Extract Words from PDF Document

To extract words from PDF document (from all the pages), we shall override writeText method of PDFTextStripper.

The class org.apache.pdfbox.contentstream.PDFTextStripper strips out all of the text.

To extract extract words from PDF document, we shall extend this PDFTextStripper class, intercept and implement writeString(String str, List<TextPosition> textPositions) method.

The first argument to writeString method is a line. This line could be split to words using word separator.

Steps to Extract Words from PDF Document

Following is a step by step process to extract words from pdf :

1. Extend PDFTextStripper

Create a Java Class and extend it with PDFTextStripper.

public class GetWordsFromPDF extends PDFTextStripper {
  . . .
}

2. Call writeText method

Set page boundaries (from first page to last page) to strip text and call the method writeText().
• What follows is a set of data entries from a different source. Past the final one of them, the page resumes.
PR #462, opened 2019-09-04
Recursively search for target jar/pom files

bwarden:
Installs jar and pom files for any target directory, not just ./target.

### DIFF
--- a/autospec/specfiles.py
+++ b/autospec/specfiles.py
@@ -641,22 +641,40 @@ class Specfile(object):
         """Write installation steps to specfile for maven source packages."""
         self.write_license_files()
 
+        # Iterate over all target subdirs
+        self._write_strip("for targetdir in $(find . -type d -name target); do")
+        self._write_strip("pushd $targetdir")
+
         # Figure out the artifact details and path components
-        self._write_strip("export GROUP_PATH=$(xml sel -t -v '/_:project/_:groupId' pom.xml | sed 's#\\.#/#g')")
-        self._write_strip("export ARTIFACT_ID=$(xml sel -t -v '/_:project/_:artifactId' pom.xml)")
-        self._write_strip("export VERSION=$(xml sel -t -v '/_:project/_:version' pom.xml)")
+        # Find group ID; inherit from parent if necessary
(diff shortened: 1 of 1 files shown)


autospec/specfiles.py
```diff
@@ -641,22 +641,39 @@ def write_maven_install(self):
         """Write installation steps to specfile for maven source packages."""
         self.write_license_files()
 
+        # Iterate over all target subdirs
+        self._write_strip("for targetdir in `find . -type d -name target`; do")
```
phmccarty: For consistency in shell code style, I would prefer seeing `$(...)` here rather than the backticks.

autospec/specfiles.py
```diff
@@ -641,22 +641,39 @@ def write_maven_install(self):
...
+        self._write_strip("export VERSION=$(xml sel -t -v '/_:project/_:version' -v '/_:project/_:parent/_:version' ../pom.xml | head -1)")
 
         # Create the installation path
         self._write_strip("export DEPLOY_PATH=%{buildroot}/usr/share/java/.m2/repository/${GROUP_PATH}/${ARTIFACT_ID}/${VERSION}")
         self._write_strip("mkdir -p ${DEPLOY_PATH}")
 
         # Copy all the jar files
-        self._write_strip("cp -p target/${ARTIFACT_ID}*.jar ${DEPLOY_PATH}/")
+        self._write_strip("for jarfile in ${ARTIFACT_ID}*.jar; do")
+        self._write_strip('if [[ -f "${jarfile}" ]]; then')
```
phmccarty: This conditional is not needed, unless I am missing some detail.

autospec/specfiles.py
bwarden: Agreed.

autospec/specfiles.py
bwarden: If the glob doesn't match anything, $jarfile literally contains "*"

phmccarty: Ah, I didn't consider it would be possible for the glob to match nothing...

So if that is true, then we can either keep the conditional, or set `nullglob` beforehand.

bwarden: I forgot all about `nullglob`. Fixing.

Issue #463, opened 2019-09-04
Implicit excludes not working for /usr/include/*.h


phmccarty:
I am trying to add a header file (from /usr/include/) to -extras, but the appropriate %exclude is not added to the -dev subpackage to override the header file glob.

bryteise:
Should be resolved with #464

PR #464, opened 2019-09-05
Stop globbing header files

bryteise:
This change eliminates the ability for header files to change path
without rebuilding. This limitation is being added because of changes
to exclude (to remove files rather than exclude them) making it
difficult to move header content to extras.


bryteise:
Fixes #463

phmccarty:
@bryteise By the way, I see no evidence of this change impacting rebuilds due to version upgrades, because headers themselves tend to not have versions in their, only headers within subdirectories of `/usr/include`. If RPM supported globs like `/usr/include/**/*.h` and we used them, only then would we see this type of impact.

PR #470, opened 2019-09-11
Add gradle build pattern.

AthenasJimenez:
Add support gradle build tool.

### DIFF
--- a/autospec/build.py
+++ b/autospec/build.py
@@ -143,7 +143,7 @@ def failed_pattern(line, pattern, verbose, buildtool=None):
                 must_restart += buildreq.add_buildreq(config.gems[s], cache=True)
             else:
                 print("Unknown ruby gem match", s)
-        elif buildtool == 'maven':
+        elif buildtool == 'maven' or buildtool == 'gradle':
             group_count = len(match.groups())
             if group_count == 2:
                 # Add fully qualified versioned mvn() dependency
--- a/autospec/config.py
+++ b/autospec/config.py
@@ -307,7 +307,10 @@ failed_pats = [
     (r"Add the installation prefix of \"(.*)\" to CMAKE_PREFIX_PATH", 0, None),
     (r"^.*\"(.*)\" with any of the following names.*$", 0, None),
     (r"module not found: .*#(.*);(?:.*)", 0, 'maven'),
-    (r"-- artifact (?:.*)#(?:.*);(?:.*)!(.*).jar", 0, 'maven')]
+    (r"-- artifact (?:.*)#(?:.*);(?:.*)!(.*).jar", 0, 'maven'),
+    (r"\[WARNING\] Unable to get resource '(?:.*):(.*):[jar|pom]*:(?:.*)' from repository", 0, 'maven'),
+    (r"\> Could not find (?:.*):(.*):(?:.*)\.$", 0, 'maven'),
+    (r"\> Could not resolve (?:.*):(.*):(?:.*)\.$", 0, 'maven')]
 
 
 def get_metadata_conf():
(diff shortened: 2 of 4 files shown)


bryteise:
Looks like a reasonable start of things to me.

autospec/build.py
```diff
@@ -143,7 +143,7 @@ def failed_pattern(line, pattern, verbose, buildtool=None):
                 must_restart += buildreq.add_buildreq(config.gems[s], cache=True)
             else:
                 print("Unknown ruby gem match", s)
-        elif buildtool == 'maven':
+        elif buildtool == 'maven' or buildtool == 'gradle':
```
bryteise: So if the buildtool is gradle it will also add mvn_provide, is that expected?

phmccarty: Yes, that is expected, because we are installing all artifacts to the same repository tree, and every jar, pom, or signature artifact will have a `mvn()` virtual provide added for it.

phmccarty: On second thought, this change is a no-op, because `maven` is still specified for the new gradle fail patterns.

autospec/config.py
```diff
@@ -307,7 +307,10 @@
     (r"Add the installation prefix of \"(.*)\" to CMAKE_PREFIX_PATH", 0, None),
     (r"^.*\"(.*)\" with any of the following names.*$", 0, None),
     (r"module not found: .*#(.*);(?:.*)", 0, 'maven'),
-    (r"-- artifact (?:.*)#(?:.*);(?:.*)!(.*).jar", 0, 'maven')]
+    (r"-- artifact (?:.*)#(?:.*);(?:.*)!(.*).jar", 0, 'maven'),
+    (r"\[WARNING\] Unable to get resource '(?:.*):(.*):[jar|pom]*:(?:.*)' from repository", 0, 'maven'),
+    (r"\> Could not find (?:.*):(.*):(?:.*)\.$", 0, 'maven'),
+    (r"\> Could not resolve (?:.*):(.*):(?:.*)\.$", 0, 'maven')]
```
bwarden: We can get org and version out of these here, too, to generate a full `mvn({org}:{name}:jar) = {ver}`. I can submit a separate PR to get that.

autospec/specfiles.py
```diff
@@ -1586,6 +1586,19 @@ def write_ant_pattern(self):
...
         self._write_strip("")
 
+    def write_gradle_pattern(self):
+        self.write_prep()
+        self._write_strip("%build")
+        self.write_build_prepend()
+        self.write_proxy_exports()
+        self._write_strip("mkdir -p /builddir/.m2")
+        self._write_strip("cp -r /usr/share/java/.m2/* /builddir/.m2/")
+        self._write_strip("gradle --offline " + self.extra_make)
```
bwarden: Did you find a way to get gradle to use Maven's local repo by default? So far I only came up with this:
`sed -i 's/\(repositories\s*{\)/\1\n    mavenLocal()/' build.gradle`

autospec/build.py
AthenasJimenez: Yup, it would use all mvn pkgs just like any other maven packages.

autospec/config.py
AthenasJimenez: sounds good to me, please do :)

autospec/specfiles.py
AthenasJimenez: Sadly, no. Now I'm reading the documentation for newer releases of gradle to see if there is an improvement we could use. The offline flag only search on the gradle cache for the missing stuff.

autospec/config.py
phmccarty: Does gradle print the group id, artifact id, version, and (optional) classifier in the same way as maven? If not, then the new capture group handling in `failed_pattern()` will need further refactoring to support the gradle messages.

bwarden: `group:artifact:version`

I haven't seen classifier (or e.g. `pom`, `jar`, etc.)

PDFTextStripper stripper = new GetCharLocationAndSize();
stripper.setSortByPosition( true );
stripper.setStartPage( 0 );
stripper.setEndPage( document.getNumberOfPages() );

Writer dummy = new OutputStreamWriter(new ByteArrayOutputStream());
stripper.writeText(document, dummy);

3. Override writeString

writeString method receives a line of text as the first argument. writeString method is called for each line of text in the PDF document.

@Override
protected void writeString(String string, List<TextPosition> textPositions) throws IOException {
    . . .
}

4. Get Words

Split the string received by writeString method by word separator.

ADVERTISEMENT

Example 1 – Extract Words from PDF

In this example, we will take a PDF document, and extract all words from this PDF.

GetWordsFromPDF.java

import org.apache.pdfbox.pdmodel.PDDocument;
import org.apache.pdfbox.text.PDFTextStripper;
import org.apache.pdfbox.text.TextPosition;
 
import java.io.ByteArrayOutputStream;
import java.io.File;
import java.io.IOException;
import java.io.OutputStreamWriter;
import java.io.Writer;
import java.util.ArrayList;
import java.util.List;
 
/**
* This is an example on how to extract words from PDF document
*/
public class GetWordsFromPDF extends PDFTextStripper {
    
    static List<String> words = new ArrayList<String>();
 
    public GetWordsFromPDF() throws IOException {
    }
 
    /**
     * @throws IOException If there is an error parsing the document.
     */
    public static void main( String[] args ) throws IOException {
        PDDocument document = null;
        String fileName = "apache.pdf"; // replace with your PDF file name
        try {
            document = PDDocument.load( new File(fileName) );
            PDFTextStripper stripper = new GetWordsFromPDF();
            stripper.setSortByPosition( true );
            stripper.setStartPage( 0 );
            stripper.setEndPage( document.getNumberOfPages() );
 
            Writer dummy = new OutputStreamWriter(new ByteArrayOutputStream());
            stripper.writeText(document, dummy);
            
            // print words
            for(String word:words){
                System.out.println(word); 
            }
        }
        finally {
            if( document != null ) {
                document.close();
            }
        }
    }
 
    /**
     * Override the default functionality of PDFTextStripper.writeString()
     */
    @Override
    protected void writeString(String str, List<TextPosition> textPositions) throws IOException {
        String[] wordsInStream = str.split(getWordSeparator());
        if(wordsInStream!=null){
            for(String word :wordsInStream){
                words.add(word);
            }
        }
    }
}

Output

2017-8-6
Welcome
to
The
Apache
Software
Foundation!
Custom
Search
The
Apache
Way
(/foundation/governance/)

(http://apache.org/foundation/contributing.html)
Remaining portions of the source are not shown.